→ Directions:
Please output exactly the part of the records below that opens with the line containing "Local dev tooling" and closes with the line containing "release is merged", both lines included, and nothing else.

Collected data
------------
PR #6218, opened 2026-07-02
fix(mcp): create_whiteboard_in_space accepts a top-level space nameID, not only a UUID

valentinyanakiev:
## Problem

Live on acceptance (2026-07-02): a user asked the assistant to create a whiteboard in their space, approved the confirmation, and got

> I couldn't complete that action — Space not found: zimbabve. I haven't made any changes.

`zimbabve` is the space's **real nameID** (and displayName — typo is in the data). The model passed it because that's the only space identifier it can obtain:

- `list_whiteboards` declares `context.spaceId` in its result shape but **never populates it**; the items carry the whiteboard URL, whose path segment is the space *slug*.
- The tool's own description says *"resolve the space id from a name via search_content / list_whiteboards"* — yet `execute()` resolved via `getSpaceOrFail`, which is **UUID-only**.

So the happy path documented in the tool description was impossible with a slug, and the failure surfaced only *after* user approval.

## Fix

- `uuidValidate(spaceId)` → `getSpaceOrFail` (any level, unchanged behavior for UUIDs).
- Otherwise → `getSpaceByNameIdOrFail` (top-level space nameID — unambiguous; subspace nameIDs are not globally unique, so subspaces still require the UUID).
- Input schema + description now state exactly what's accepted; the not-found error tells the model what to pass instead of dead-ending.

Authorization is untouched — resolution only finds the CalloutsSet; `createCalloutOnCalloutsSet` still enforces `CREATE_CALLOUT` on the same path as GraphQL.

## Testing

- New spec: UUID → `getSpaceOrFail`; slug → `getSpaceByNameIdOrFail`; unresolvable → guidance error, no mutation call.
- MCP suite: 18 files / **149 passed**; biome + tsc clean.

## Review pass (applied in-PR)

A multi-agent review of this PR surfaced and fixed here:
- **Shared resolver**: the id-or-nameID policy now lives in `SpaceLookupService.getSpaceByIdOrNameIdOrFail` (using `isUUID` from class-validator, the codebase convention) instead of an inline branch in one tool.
------------
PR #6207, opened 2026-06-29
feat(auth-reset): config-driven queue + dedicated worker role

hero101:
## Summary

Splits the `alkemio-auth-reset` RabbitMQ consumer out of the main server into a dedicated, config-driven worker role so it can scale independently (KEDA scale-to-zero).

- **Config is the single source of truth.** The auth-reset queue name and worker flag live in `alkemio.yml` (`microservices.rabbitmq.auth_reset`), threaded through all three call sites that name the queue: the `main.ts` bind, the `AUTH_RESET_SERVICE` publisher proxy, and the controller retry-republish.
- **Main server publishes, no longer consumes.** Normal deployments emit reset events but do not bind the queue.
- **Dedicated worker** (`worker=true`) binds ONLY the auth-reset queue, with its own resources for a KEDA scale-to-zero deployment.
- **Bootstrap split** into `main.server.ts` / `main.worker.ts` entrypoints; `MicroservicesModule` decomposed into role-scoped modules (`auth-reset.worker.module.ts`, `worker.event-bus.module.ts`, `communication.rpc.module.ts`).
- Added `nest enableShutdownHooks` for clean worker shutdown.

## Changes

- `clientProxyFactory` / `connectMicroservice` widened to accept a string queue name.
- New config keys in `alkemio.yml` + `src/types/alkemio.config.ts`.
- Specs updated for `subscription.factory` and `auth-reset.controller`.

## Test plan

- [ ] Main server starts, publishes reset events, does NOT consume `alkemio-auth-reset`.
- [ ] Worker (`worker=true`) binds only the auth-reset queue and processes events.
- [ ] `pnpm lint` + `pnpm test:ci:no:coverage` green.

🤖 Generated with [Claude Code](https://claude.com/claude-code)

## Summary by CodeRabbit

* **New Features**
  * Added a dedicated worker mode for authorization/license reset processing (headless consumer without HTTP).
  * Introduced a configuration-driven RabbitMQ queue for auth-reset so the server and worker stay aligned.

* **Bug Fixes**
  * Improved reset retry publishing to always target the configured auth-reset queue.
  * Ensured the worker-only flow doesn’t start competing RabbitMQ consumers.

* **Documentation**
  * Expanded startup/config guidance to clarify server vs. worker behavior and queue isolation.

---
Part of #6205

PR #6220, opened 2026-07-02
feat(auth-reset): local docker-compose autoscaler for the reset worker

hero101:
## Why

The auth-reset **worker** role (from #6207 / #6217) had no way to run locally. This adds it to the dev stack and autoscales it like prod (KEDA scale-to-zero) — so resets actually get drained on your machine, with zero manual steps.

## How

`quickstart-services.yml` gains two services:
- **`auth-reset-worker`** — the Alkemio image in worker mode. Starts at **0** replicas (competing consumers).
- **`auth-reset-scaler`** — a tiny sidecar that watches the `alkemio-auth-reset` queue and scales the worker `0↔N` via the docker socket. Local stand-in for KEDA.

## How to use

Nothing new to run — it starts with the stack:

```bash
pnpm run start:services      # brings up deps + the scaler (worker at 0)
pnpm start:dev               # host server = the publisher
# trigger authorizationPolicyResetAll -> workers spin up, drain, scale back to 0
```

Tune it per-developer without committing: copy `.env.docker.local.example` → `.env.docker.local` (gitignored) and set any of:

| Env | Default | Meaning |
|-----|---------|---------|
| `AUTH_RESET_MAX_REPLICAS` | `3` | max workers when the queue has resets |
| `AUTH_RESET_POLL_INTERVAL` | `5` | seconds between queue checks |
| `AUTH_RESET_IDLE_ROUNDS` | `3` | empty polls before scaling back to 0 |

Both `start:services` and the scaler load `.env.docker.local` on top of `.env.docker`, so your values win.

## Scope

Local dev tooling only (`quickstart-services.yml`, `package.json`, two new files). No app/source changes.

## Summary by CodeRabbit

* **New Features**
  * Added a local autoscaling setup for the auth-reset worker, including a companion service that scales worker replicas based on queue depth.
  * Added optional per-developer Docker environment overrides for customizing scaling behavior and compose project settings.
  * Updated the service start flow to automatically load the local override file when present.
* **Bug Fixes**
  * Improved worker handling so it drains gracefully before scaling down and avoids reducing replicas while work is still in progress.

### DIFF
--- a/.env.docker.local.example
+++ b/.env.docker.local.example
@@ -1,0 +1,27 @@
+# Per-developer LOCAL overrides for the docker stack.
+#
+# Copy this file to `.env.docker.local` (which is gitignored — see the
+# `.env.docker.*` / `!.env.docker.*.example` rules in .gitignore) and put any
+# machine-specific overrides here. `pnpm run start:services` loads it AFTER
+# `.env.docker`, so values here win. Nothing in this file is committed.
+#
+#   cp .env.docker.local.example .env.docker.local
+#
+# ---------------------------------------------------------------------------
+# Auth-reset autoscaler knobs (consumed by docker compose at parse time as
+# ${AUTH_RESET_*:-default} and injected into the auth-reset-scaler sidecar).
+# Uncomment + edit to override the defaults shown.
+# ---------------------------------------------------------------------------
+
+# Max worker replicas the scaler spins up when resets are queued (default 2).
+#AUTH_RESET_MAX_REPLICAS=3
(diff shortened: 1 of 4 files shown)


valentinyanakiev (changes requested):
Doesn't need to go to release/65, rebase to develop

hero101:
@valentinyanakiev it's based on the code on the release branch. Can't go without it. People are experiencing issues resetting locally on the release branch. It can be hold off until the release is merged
------------
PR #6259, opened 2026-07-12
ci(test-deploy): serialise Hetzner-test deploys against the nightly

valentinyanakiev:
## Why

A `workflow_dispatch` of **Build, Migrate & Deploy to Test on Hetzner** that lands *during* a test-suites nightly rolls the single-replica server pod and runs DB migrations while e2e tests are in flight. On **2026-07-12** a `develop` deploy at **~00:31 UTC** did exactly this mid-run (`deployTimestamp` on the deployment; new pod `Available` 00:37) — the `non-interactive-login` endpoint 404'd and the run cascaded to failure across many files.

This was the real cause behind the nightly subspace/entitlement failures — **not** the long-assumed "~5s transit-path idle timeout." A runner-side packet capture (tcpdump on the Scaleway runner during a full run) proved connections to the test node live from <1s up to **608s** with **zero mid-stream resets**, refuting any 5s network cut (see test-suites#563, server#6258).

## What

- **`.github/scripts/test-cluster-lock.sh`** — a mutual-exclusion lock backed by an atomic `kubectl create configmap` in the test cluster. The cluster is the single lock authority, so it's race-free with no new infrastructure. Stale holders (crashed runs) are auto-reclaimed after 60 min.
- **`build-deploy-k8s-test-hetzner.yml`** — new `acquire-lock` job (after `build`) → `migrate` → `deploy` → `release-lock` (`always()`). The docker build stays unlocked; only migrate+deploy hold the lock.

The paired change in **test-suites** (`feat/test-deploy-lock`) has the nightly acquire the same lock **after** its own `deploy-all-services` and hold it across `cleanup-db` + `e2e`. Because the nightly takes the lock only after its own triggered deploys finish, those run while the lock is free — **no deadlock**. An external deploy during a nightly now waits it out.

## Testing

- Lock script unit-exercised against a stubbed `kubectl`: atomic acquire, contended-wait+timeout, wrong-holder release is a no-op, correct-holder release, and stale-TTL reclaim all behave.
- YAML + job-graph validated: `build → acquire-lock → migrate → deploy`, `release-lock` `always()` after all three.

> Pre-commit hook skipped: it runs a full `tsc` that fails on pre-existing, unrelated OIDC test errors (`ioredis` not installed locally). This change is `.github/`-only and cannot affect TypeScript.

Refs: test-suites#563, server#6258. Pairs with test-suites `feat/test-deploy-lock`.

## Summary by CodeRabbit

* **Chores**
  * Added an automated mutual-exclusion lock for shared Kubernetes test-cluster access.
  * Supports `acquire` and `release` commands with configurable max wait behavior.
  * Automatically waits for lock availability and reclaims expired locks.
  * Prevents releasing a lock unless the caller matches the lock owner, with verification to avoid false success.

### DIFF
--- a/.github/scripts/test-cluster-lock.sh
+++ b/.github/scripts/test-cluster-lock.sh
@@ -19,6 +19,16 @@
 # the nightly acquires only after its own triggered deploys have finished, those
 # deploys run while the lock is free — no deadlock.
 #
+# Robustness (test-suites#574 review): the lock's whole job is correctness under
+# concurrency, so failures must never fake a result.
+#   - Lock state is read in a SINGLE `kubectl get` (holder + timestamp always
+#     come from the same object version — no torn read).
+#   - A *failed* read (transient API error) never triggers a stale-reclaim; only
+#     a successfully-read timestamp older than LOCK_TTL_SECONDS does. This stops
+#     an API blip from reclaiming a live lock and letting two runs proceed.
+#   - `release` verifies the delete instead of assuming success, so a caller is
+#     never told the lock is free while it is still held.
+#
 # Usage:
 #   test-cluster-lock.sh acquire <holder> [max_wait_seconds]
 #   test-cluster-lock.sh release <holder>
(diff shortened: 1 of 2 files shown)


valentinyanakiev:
------------
→ Output for this task:
Local dev tooling only (`quickstart-services.yml`, `package.json`, two new files). No app/source changes.

## Summary by CodeRabbit

* **New Features**
  * Added a local autoscaling setup for the auth-reset worker, including a companion service that scales worker replicas based on queue depth.
  * Added optional per-developer Docker environment overrides for customizing scaling behavior and compose project settings.
  * Updated the service start flow to automatically load the local override file when present.
* **Bug Fixes**
  * Improved worker handling so it drains gracefully before scaling down and avoids reducing replicas while work is still in progress.

### DIFF
--- a/.env.docker.local.example
+++ b/.env.docker.local.example
@@ -1,0 +1,27 @@
+# Per-developer LOCAL overrides for the docker stack.
+#
+# Copy this file to `.env.docker.local` (which is gitignored — see the
+# `.env.docker.*` / `!.env.docker.*.example` rules in .gitignore) and put any
+# machine-specific overrides here. `pnpm run start:services` loads it AFTER
+# `.env.docker`, so values here win. Nothing in this file is committed.
+#
+#   cp .env.docker.local.example .env.docker.local
+#
+# ---------------------------------------------------------------------------
+# Auth-reset autoscaler knobs (consumed by docker compose at parse time as
+# ${AUTH_RESET_*:-default} and injected into the auth-reset-scaler sidecar).
+# Uncomment + edit to override the defaults shown.
+# ---------------------------------------------------------------------------
+
+# Max worker replicas the scaler spins up when resets are queued (default 2).
+#AUTH_RESET_MAX_REPLICAS=3
(diff shortened: 1 of 4 files shown)


valentinyanakiev (changes requested):
Doesn't need to go to release/65, rebase to develop

hero101:
@valentinyanakiev it's based on the code on the release branch. Can't go without it. People are experiencing issues resetting locally on the release branch. It can be hold off until the release is merged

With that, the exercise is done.